==== Task data

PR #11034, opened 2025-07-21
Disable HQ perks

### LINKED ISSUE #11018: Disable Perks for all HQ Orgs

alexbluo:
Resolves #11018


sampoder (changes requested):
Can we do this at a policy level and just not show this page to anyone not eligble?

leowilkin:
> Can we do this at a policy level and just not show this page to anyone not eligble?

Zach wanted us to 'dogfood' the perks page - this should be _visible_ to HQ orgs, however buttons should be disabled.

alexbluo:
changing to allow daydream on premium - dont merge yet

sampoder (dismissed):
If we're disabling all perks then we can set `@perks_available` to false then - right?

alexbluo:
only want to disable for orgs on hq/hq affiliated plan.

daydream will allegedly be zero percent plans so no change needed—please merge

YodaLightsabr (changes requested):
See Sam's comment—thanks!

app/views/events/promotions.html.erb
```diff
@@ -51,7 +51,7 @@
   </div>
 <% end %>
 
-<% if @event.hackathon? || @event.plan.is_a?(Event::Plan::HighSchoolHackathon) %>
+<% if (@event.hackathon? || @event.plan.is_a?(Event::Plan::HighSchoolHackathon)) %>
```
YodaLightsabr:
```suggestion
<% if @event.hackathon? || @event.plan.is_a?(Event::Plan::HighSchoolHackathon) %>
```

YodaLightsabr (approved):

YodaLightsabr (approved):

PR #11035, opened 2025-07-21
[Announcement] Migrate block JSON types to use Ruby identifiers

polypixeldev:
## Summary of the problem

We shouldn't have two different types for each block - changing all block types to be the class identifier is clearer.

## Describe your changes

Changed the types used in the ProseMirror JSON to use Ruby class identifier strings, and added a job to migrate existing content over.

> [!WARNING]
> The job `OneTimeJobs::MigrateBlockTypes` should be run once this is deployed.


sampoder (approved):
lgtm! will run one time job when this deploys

========
==== Task data

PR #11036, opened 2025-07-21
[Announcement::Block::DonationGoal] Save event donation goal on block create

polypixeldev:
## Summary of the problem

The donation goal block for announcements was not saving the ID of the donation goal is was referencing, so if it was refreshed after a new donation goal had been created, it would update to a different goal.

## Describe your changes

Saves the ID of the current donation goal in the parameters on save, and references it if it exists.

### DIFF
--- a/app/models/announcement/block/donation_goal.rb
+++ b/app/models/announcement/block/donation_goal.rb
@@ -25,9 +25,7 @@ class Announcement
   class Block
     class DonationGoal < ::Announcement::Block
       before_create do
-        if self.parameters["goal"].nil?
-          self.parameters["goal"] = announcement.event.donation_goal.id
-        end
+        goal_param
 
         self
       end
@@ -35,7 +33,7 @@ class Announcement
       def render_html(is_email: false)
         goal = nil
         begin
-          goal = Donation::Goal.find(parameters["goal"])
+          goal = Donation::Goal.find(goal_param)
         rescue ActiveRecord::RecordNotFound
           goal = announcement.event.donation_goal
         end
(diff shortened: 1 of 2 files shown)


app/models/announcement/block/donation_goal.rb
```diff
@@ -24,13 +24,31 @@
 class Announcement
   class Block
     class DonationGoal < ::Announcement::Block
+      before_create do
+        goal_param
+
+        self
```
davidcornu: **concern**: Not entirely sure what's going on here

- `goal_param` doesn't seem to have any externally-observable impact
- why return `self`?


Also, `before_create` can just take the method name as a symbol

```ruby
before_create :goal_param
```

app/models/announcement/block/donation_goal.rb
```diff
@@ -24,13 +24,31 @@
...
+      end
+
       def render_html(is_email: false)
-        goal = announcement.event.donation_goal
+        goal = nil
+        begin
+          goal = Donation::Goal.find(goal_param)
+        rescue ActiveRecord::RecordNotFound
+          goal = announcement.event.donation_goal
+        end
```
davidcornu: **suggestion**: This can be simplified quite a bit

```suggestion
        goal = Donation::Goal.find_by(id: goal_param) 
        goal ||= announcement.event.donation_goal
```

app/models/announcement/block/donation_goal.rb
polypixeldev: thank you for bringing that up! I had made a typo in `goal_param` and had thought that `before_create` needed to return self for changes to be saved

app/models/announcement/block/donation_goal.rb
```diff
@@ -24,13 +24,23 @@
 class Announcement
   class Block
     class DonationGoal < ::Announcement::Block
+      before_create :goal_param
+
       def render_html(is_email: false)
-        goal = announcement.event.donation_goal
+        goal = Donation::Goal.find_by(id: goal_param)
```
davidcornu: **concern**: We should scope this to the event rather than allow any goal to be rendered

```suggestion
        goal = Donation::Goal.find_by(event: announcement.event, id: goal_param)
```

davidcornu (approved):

========

### Exercise:
Copy every line from the records above that contains the word "changing".

### Exercise response:
changing to allow daydream on premium - dont merge yet
We shouldn't have two different types for each block - changing all block types to be the class identifier is clearer.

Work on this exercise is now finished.